Records from a dataset
====================

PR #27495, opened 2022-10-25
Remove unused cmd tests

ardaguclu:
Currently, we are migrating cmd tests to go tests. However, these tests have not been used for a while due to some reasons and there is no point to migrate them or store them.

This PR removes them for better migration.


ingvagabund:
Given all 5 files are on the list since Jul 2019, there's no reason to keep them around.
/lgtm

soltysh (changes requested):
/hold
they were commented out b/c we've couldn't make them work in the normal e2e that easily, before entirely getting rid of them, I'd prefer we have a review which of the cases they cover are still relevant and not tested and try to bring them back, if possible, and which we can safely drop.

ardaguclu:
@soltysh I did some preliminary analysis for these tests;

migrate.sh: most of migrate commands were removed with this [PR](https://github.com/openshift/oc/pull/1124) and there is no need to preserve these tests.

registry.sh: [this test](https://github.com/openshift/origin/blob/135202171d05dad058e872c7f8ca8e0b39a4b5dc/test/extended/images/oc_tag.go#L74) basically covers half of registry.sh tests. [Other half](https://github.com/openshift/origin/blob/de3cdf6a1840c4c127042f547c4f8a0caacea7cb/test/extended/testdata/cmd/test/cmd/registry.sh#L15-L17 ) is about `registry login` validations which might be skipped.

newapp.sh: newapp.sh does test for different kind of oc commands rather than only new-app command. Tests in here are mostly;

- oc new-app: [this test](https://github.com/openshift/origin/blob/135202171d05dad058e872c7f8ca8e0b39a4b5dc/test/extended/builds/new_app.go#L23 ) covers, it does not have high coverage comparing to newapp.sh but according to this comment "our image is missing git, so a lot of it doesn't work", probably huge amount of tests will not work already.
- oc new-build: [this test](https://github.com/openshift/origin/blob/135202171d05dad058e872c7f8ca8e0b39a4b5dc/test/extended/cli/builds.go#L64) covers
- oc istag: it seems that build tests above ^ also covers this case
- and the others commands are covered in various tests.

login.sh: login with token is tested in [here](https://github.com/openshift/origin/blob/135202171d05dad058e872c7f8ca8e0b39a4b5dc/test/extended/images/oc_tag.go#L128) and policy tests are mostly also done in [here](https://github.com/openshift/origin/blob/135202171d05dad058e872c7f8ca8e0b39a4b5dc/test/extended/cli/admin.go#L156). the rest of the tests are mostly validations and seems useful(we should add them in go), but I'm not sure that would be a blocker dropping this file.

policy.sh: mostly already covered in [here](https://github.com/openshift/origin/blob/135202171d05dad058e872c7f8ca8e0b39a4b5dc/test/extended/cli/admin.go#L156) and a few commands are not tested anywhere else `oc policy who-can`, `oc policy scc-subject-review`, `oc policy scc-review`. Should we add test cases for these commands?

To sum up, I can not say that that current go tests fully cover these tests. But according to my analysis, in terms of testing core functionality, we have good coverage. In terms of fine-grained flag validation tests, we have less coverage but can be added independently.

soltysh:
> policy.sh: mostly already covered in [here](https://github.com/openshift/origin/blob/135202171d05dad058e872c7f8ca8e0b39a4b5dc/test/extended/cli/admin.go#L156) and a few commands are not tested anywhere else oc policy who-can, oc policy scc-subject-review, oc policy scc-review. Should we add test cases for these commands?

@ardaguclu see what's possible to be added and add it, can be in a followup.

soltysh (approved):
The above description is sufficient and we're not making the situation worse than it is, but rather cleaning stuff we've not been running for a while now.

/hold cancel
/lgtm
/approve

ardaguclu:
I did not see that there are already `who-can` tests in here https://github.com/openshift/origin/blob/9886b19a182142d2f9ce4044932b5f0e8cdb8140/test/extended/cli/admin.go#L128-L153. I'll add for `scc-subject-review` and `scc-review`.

====================

Work to complete:
Where a line of the records holds the word "images", copy that line.

Expected answer:
registry.sh: [this test](https://github.com/openshift/origin/blob/135202171d05dad058e872c7f8ca8e0b39a4b5dc/test/extended/images/oc_tag.go#L74) basically covers half of registry.sh tests. [Other half](https://github.com/openshift/origin/blob/de3cdf6a1840c4c127042f547c4f8a0caacea7cb/test/extended/testdata/cmd/test/cmd/registry.sh#L15-L17 ) is about `registry login` validations which might be skipped.
login.sh: login with token is tested in [here](https://github.com/openshift/origin/blob/135202171d05dad058e872c7f8ca8e0b39a4b5dc/test/extended/images/oc_tag.go#L128) and policy tests are mostly also done in [here](https://github.com/openshift/origin/blob/135202171d05dad058e872c7f8ca8e0b39a4b5dc/test/extended/cli/admin.go#L156). the rest of the tests are mostly validations and seems useful(we should add them in go), but I'm not sure that would be a blocker dropping this file.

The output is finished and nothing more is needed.